Friday, May 14, 2021

Team finds earliest signs of humans changing ecosystems with fire

A plume of flame and sparks on a black background

A new study provides the earliest evidence to date of ancient humans significantly altering entire ecosystems with fire.

The study, which appears in the journal Science Advances, combines archaeological evidence—dense clusters of stone artifacts dating as far back as 92,000 years ago—with paleoenvironmental data on the northern shores of Lake Malawi in eastern Africa to document that early humans were ecosystem engineers. They used fire in a way that prevented regrowth of the region’s forests, creating a sprawling bushland that exists today.

“This is the earliest evidence I have seen of humans fundamentally transforming their ecosystem with fire,” says Jessica Thompson, assistant professor of anthropology at Yale University and the paper’s lead author. “It suggests that by the Late Pleistocene, humans were learning to use fire in truly novel ways. In this case, their burning caused replacement of the region’s forests with the open woodlands you see today.”

Lake Malawi’s ecosystem

The artifacts the researchers examined are of the type produced across Africa in the Middle Stone Age, a period dating back at least 315,000 years. The earliest modern humans made their appearance during this period, with the African archaeological record showing significant advances in cognitive and social complexity.

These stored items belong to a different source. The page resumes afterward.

Issue #1575, opened 2020-12-31
PR#1361 test is misleading, reverting


hanxiao:
**Describe the bug**

This test is misleading as `HubIO._test_build` does not accept image as `str`

```python
image, log = self._client.images.build(...)
```

Please read Docker SDK carefully and please notice that:

> The first item is the :py:class:`Image` object ...

Mentioned here: https://github.com/jina-ai/jina/pull/1361#pullrequestreview-560556769

Based on this questionable test, I worry about the effectiveness of PR#1361

**Describe how you solve it**

---

**Environment**

**Screenshots**

hanxiao:
In #1539 I removed the test introduced by #1361 as it didn't test properly - rthe test itself is buggy. Please clarify the purpose of #1361  and redesign the test. @rutujasurve94

rutujasurve94:
Redesigning this test, updating on this issue thread.

PR #1609, opened 2021-01-06
fix: test for hubio test build

rutujasurve94:
Fix for #1575 using `docker image` object instead of `string` argument for `test_build` in `hubio`

### DIFF
--- a/tests/unit/docker/test_hub_build_level.py
+++ b/tests/unit/docker/test_hub_build_level.py
@@ -1,0 +1,40 @@
+import os
+
+import docker
+import pytest
+import mock
+from mock import Mock, patch
+
+from jina.docker.hubio import HubIO
+from jina.enums import BuildTestLevel
+from jina.peapods import Pod
+from jina.executors import BaseExecutor
+from jina.executors import AnyExecutor
+from jina.parsers.hub import set_hub_build_parser
+
+@pytest.fixture
+def mock_load_config():
+    return BaseExecutor
+
+cli = docker.APIClient(base_url='unix://var/run/docker.sock')
+
+def test_hub_build_level_pass(monkeypatch, mock_load_config):
+
+    monkeypatch.setattr(BaseExecutor, "load_config", mock_load_config)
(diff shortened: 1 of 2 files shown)


tests/unit/docker/test_hub_build_level.py
```diff
@@ -0,0 +1,40 @@
...
+
+@pytest.fixture
+def mock_load_config():
+    return BaseExecutor
+
+cli = docker.APIClient(base_url='unix://var/run/docker.sock')
+
+def test_hub_build_level_pass(monkeypatch, mock_load_config):
+
+    monkeypatch.setattr(BaseExecutor, "load_config", mock_load_config)
```
deepankarm, line 23: What does this mock do?

tests/unit/docker/test_hub_build_level.py
```diff
@@ -0,0 +1,40 @@
...
+    args = set_hub_build_parser().parse_args(['path/hub-mwu', '--push', '--host-info', '--test-level', 'EXECUTOR'])
+
+    docker_image = cli.get_image('jinahub/pod.dummy_mwu_encoder')
+    p_names, failed_levels = HubIO._test_build(docker_image, BuildTestLevel.EXECUTOR, "sample/yaml.yaml", 60, True)
```
deepankarm, line 27: In what case, does a user send an `image` object? 
Should this remain an `str` and inside the `_test_build` we do the pull/build? @JoanFM

nan-wang (changes requested):

tests/unit/docker/test_hub_build_level.py
rutujasurve94: this is an `image` object as per our recent discussion

tests/unit/docker/test_hub_build_level.py
rutujasurve94: Removed the mock to use an actual `test-yaml` file for the `BaseExecutor` as discussed.

deepankarm (approved):

nan-wang (approved):
LGTM👍

PR #4092, opened 2021-12-23
feat(grpc): support connect grpc server via ssl tunnel

mapleeit:
Replacement of #4091


jina/peapods/networking.py
```diff
@@ -451,6 +451,39 @@ async def task_wrapper(requests, stubs):
...
+        """
+
+        secure_channel = grpc.secure_channel
+        insecure_channel = grpc.insecure_channel
+
+        if asyncio:
+            secure_channel = grpc.aio.secure_channel
+            insecure_channel = grpc.aio.insecure_channel
+
+        if options == None:
```
JoanFM, line 479:
```suggestion
        if options is None:
```

jina/peapods/networking.py
```diff
@@ -562,18 +601,25 @@ def get_default_grpc_options():
         ]
 
     @staticmethod
-    async def send_request_async(request: Request, target: str, timeout=1.0) -> Request:
+    async def send_request_async(
+        request: Request,
+        target: str,
+        timeout=1.0,
```
JoanFM, line 607:
```suggestion
        timeout: float=1.0,
```

jina/peapods/networking.py
```diff
@@ -562,18 +601,25 @@ def get_default_grpc_options():
...
+        https=False,
```
JoanFM, line 608:
```suggestion
        https: bool =False,
```

JoanFM (changes requested):
This will require changes in parser and proper tests

jacobowitz (changes requested):
I would add tests, but I think otherwise it looks good.

This test only adds https support for the client side (the runtimes will continue to expose only insecure channels). But I think for the use case here that is good enough because TLS termination happens before. So for me this approach here is valid!

mapleeit:
Ok. I'll add the tests then.

mapleeit:
I added test for static connection pool methods. 

But it's not easy to add test for Client since we don't have a https Flow. I can keep it as it is originally if you want. @jacobowitz @JoanFM

urica12:
Great

jina/peapods/networking.py
```diff
@@ -451,6 +451,48 @@ async def task_wrapper(requests, stubs):
...
+            secure_channel = grpc.aio.secure_channel
+            insecure_channel = grpc.aio.insecure_channel
+
+        if options is None:
+            options = GrpcConnectionPool.get_default_grpc_options()
+
+        if https:
+            credentials = grpc.ssl_channel_credentials()
+
+            if root_certificates is not None:
```
jacobowitz, line 487: I think its okay to pass None as root_certificates to ssl_channel_credentials(), see https://grpc.github.io/grpc/python/_modules/grpc.html#ssl_channel_credentials

so I would simplify line 485 to 488 to the single line
credentials = grpc.ssl_channel_credentials(
                    root_certificates=root_certificates
                )
no first call without args and no if needed?

jacobowitz (changes requested):
Commit message linting failed, you need to rewrite some of your messages according to the commit style guide. Otherwise I only have one minor coding style suggestion, the rest looks good to me. Nice feature :+1:

mapleeit:
Comments addressed. @jacobowitz

jacobowitz (changes requested):
commit linting is failing (I think commit messages should not be capitalized after the colon, so no feat: Update ...).

Otherwise the PR looks good to me!

mapleeit:
Commit lint fixed

jacobowitz (approved):
neat addition :+1:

The researchers logged several field seasons of archaeological work in the region before a conversation with Sarah Ivory of Penn State, who led the paleoenvironmental analyses, helped them make sense of the patterns they observed in their data. They discovered that the regional archaeological record, its ecological changes, and the development of alluvial fans near Lake Malawi—an accumulation of sediment eroded from the region’s highland—dated to the same period of origin, suggesting that they were connected.

Lake Malawi’s water levels have fluctuated drastically over the ages. During the lake’s driest periods, the last of which ended about 85,000 years ago, it diminished into two small, saline bodies of water. The lake recovered from these arid stretches and its levels have remained high ever since, according to the study.

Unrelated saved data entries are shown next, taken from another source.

Issue #4090, opened 2021-12-22
jinahub+docker:// doesn't work inside flow in star routing


alaeddine-13:
installing jina from star-routing branch and running
```
from jina import DocumentArray
from docarray.document.generators import from_files

docs_array = DocumentArray(from_files('*.jpg'))
from jina import Flow

f = Flow().add(uses='jinahub+docker://ImageTorchEncoder', uses_with={'model_name': 'resnet50'})
with f:
    f.post('/index', docs_array)
    f.block()
```
fails

PR #4093, opened 2021-12-23
fix: fix Flow uses executor from jinahub+docker 

alaeddine-13:
closes: https://github.com/jina-ai/jina/issues/4090

### DIFF
--- a/tests/unit/peapods/peas/test_pea_factory.py
+++ b/tests/unit/peapods/peas/test_pea_factory.py
@@ -1,0 +1,18 @@
+from jina.peapods.peas.factory import PeaFactory
+
+from jina.hubble.hubio import HubIO
+from jina.parsers import set_pea_parser
+
+
+def test_container_pea(mocker, monkeypatch):
+    mock = mocker.Mock()
+
+    def _mock_pull(self):
+        return 'docker://jinahub/dummy_executor'
+
+    monkeypatch.setattr(HubIO, 'pull', _mock_pull)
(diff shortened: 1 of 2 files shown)


JoanFM (approved):

tests/unit/peapods/peas/test_pea_factory.py
```diff
@@ -0,0 +1,18 @@
+from jina.peapods.peas.factory import PeaFactory
+
+from jina.hubble.hubio import HubIO
+from jina.parsers import set_pea_parser
+
+
+def test_container_pea(mocker, monkeypatch):
+    mock = mocker.Mock()
+
+    def _mock_pull(self):
```
JoanFM, line 10: this was not the observed problem rigth? the problem was `jinahub+docker` ?

alaeddine-13: The problem was that we correctly pull the image name from jinahub but we don't set it in the pea args.
Therefore we can safely mock pull and check that 'jinahub+docker://DummyExecutor' becomes 'docker://jinahub/dummy_executor'

alaeddine-13: The problem was that we correctly pull the image name from jinahub but we don't set it in the pea args.
Therefore we can safely mock pull and check that 'jinahub+docker://DummyExecutor' becomes 'docker://jinahub/dummy_executor'

PR #4096, opened 2021-12-23
feat(daemon): daemon flow on star routing

bwanglzu:


tests/distributed/test_remote_flows/test_remote_flow.py
```diff
@@ -79,6 +80,7 @@ async def test_remote_jinad_flow_async(async_jinad_client, flow_envs):
     assert remote_flow_args['protocol'] == PROTOCOL
     assert await async_jinad_client.flows.delete(flow_id)
     assert await async_jinad_client.workspaces.delete(workspace_id)
+    time.sleep(0.5)
```
jacobowitz, line 83: await asyncio.sleep(0.5)
no? Otherwise you block the loop which is probably not what you want?

deepankarm:
```
    JinaDClient@5174[E]:connection to server failed: ClientConnectorError(ConnectionKey(host='0.0.0.0', port=8000, is_ssl=False, ssl=None, proxy=None, proxy_auth=None, proxy_headers_hash=None), ConnectionRefusedError(111, 'Connection refused'))
```
This means JinaD is not started before running actual tests. Please make sure the server is started for the correct test.

deepankarm (approved):

PR #4099, opened 2021-12-23
fix: dont reduce if uses exist

jacobowitz:
Before this change we are always reducing if there is no uses_before.
With this PR we also check for `uses` and dont reduce if a meaningful `uses` exists.
I've adjusted some tests, there might be some more tests I need to adjust for this changed design.


jacobowitz:
The failing flow test is duplicate port assignment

The researchers collected archaeological data from more than 100 pits excavated across hundreds of kilometers of the alluvial fan that developed during this time of steady lake levels. The paleoenvironmental data are based on counts of pollen and charcoal that settled to the floor of the lakebed and were later recovered in a long sediment core drilled from a modified barge.

According to the researchers, the data revealed that a spike in charcoal accumulation occurred shortly before the flattening of the region’s species richness—the number of distinct species inhabiting it. Despite the consistently high lake levels, which imply greater stability in the ecosystem, the species richness went flat following the last arid period based on information from fossilized pollen sampled from the lakebed, the researchers found.

This was unexpected because over previous climate cycles, rainy environments had produced forests that provide rich habitat for an abundance of species, Ivory explains.

“The pollen that we see in this most recent period of stable climate is very different than before,” she says. “Specifically, trees that indicate dense, structurally complex forest canopies are no longer common and are replaced by pollen from plants that deal well with frequent fire and disturbance.”

Controlling the environment

The increase in archaeological sites after the last arid period, paired with the spike in charcoal and absence of forest, suggests that people were manipulating the ecosystem with fire, the researchers conclude. The scale of their environmental impact over the long term is something typically associated with farmers and herders, rather than hunter-gatherers. This suggests early ecological manipulation on par with modern people and may also explain why the archaeological record formed.

The burning paired with climate-driven changes created the conditions that allowed for preservation of millions of artifacts in the region, the researchers explain.

“Dirt rolls downhill unless there is something to stop it,” Wright says. “Take the trees away, and when it rains, there is a lot of dirt moving downhill in this environment.”

Previous transitions from dry to wet conditions in the region didn’t yield a similar alluvial fan and were not preceded by the same charcoal spike, the researchers note.

It’s not clear why people were burning the landscape, Thompson says. It’s possible that they were experimenting with controlled burns to produce mosaic habitats conducive to hunting and gathering, a behavior documented among hunter-gatherers. It could be that their fires burned out of control, or that there were simply a lot of people burning fuel in their environment that provided for warmth, cooking, or socialization, she explains.

“One way or another, it’s caused by human activity,” she says. “It shows early people, over a long period of time, took control over their environment rather than being controlled by it. They changed entire landscapes, and for better or for worse that relationship with our environments continues today.”

Thompson wrote the study with 27 colleagues from institutions in the United States, Africa, Europe, Asia, and Australia. Thompson led the archaeological work in collaboration with the Malawi Department of Museums and Monuments and David Wright of the University of Oslo, who led efforts to date the study’s archaeological sites.

Funding for the work came from the Australian Research Council, the National Geographic-Waitt Foundation, the Wenner-Gren Foundation, the University of Queensland Archaeological Field School, the Korean Research Foundation Global Research Network, Deutsche Forschungsgemeinschaft, Emory University, and the Belmont Forum.